‘Clearly unconstitutional’: Reparations promoters set to defend discriminatory plans in court
One of the big fights triggered by leftists across America has been over reparations.
That mostly involves cash payments to black Americans, whose ancestors may have been abused as slaves in centuries past.
Multiple local jurisdictions have tried delivering those payments at times, not without resistance because of the racially discriminatory nature of the programs.
And the latest fight is developing in Evanston, Illinois.
Government watchdog Judicial Watch has announced a hearing is scheduled Wednesday in a class action civil rights case against the city “on behalf of six individuals over the city’s reparations program.”
The organization explained it “filed the lawsuit over the city’s use of race as an eligibility requirement for a reparations program, which makes $25,000 direct cash payments to black residents and descendants of black residents who lived in Evanston between the years 1919 and 1969.”
The case charges that violates the Equal Protection Clause of the Fourteenth Amendment to the U.S. Constitution.
The city wants the case dismissed.
But Judicial Watch noted, “The program’s use of a race-based eligibility requirement is presumptively unconstitutional, and remedying societal discrimination is not a compelling government interest. Nor has remedying discrimination from as many as 105 years ago or remedying intergenerational discrimination ever been recognized as a compelling government interest.
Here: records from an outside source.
PR #201, opened 2016-06-09
Fix stale delivery tags in RecoveryAwareModel

### LINKED ISSUE #200: Versioned delivery tags, à la Bunny and Java client
Hi,
I am testing a recovery scenario by dropping the connection through management console. Below is my scenario.

1. Put 10 messages in a queue.
2. Once messages are consumed by the application, wait for 30 seconds and then call BasicAck on the delivery tag received.
3. While waiting for 30 seconds, I dropped the connection from management console. I noticed that all the Unacked messages are now in Ready state once the connection is back up. For this to happen, I set `AutomaticRecoveryEnabled` and `TopologyRecoveryEnabled` to true.
4. After the Reconnection, my application those messages again with new delivery tags.
5. Now, for the first set (before reconnection) of 10 messages wait time is up and do BasicAck. Now, I get Channel Exception and that is not getting recovered. At this point, my application is not able to consume or Ack because the channel is down.

After reading the RabbitMq docs, I noticed that the driver is supposed to map the old delivery tags to new delivery tags and ignore any stale delivery tags.

```
Manual Acknowledgements and Automatic Recovery
When manual acknowledgements are used, it is possible that network connection to RabbitMQ node fails
between message delivery and acknowledgement. After connection recovery, RabbitMQ will reset
delivery tags on all channels. This means that basic.ack, basic.nack, and basic.reject with old delivery
tags will cause a channel exception. To avoid this, RabbitMQ Java client keeps track of and updates
delivery tags to make them monotonically growing between recoveries. Channel.basicAck,
Channel.basicNack, and Channel.basicReject then translate adjusted delivery tags into those used by
RabbitMQ. Acknowledgements with stale delivery tags will not be sent. Applications that use manual
acknowledgements and automatic recovery must be capable of handling redeliveries.
```

Is this true for .NET driver too? Or Am i missing any other configuration step?

Entroper:
Fixes #200.

`RecoveryAwareModel` was attempting to prevent acking of stale delivery tags by checking if the un-adjusted tag was > 0.  However, the tag is a `ulong`, not a `long`, so it will always be >= 0.  This change compares the un-adjusted tag to the adjusted tag to ensure it hasn't wrapped around to a higher number.

### DIFF
--- a/projects/client/RabbitMQ.Client/src/client/impl/RecoveryAwareModel.cs
+++ b/projects/client/RabbitMQ.Client/src/client/impl/RecoveryAwareModel.cs
@@ -86,7 +86,7 @@ namespace RabbitMQ.Client.Impl
             bool multiple)
         {
             ulong realTag = deliveryTag - ActiveDeliveryTagOffset;
-            if (realTag > 0)
+            if (realTag > 0 && realTag <= deliveryTag)
             {
                 base.BasicAck(realTag, multiple);
             }
@@ -97,7 +97,7 @@ namespace RabbitMQ.Client.Impl
             bool requeue)
         {
             ulong realTag = deliveryTag - ActiveDeliveryTagOffset;
-            if (realTag > 0)
+            if (realTag > 0 && realTag <= deliveryTag)
             {
                 base.BasicNack(realTag, multiple, requeue);
             }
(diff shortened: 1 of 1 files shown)


kjnilsson:
works, good catch, thank you @Entroper for the contribution!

Among the program’s other fatal flaws is that it uses race as a proxy for discrimination without requiring proof of discrimination.”
Judicial Watch chief Tom Fitton said, “It should go without saying that Evanston’s reparations program is clearly discriminatory and unconstitutional. Judicial Watch’s class action lawsuit should proceed.”
A report from Newsweek only last year said the U.S. never implemented a widespread slavery reparations program, but it was local elected officials who were pursuing the social engineering agenda.
California even has a state Reparations Task Force that at one time considered a plan to give black Americans and slave descendants priority in professional license applications, a scheme that failed to gain traction.
There have been a variety of other proposals made, too.
Chicago’s mayor at the time also created the city’s own reparations task force in order to address the “historical wrongs committed against black Chicagoans and their ancestors.”
Critics have noted multiple times the legal and constitutional challenges to handing out special benefits based on race.
They cite the 14th Amendment’s Equal Protection Clause.
Not only are the benefits subject to challenge for this, critics of such programs note that those who would be forced to pay the “reparations” had nothing to do with the offense against a group of people.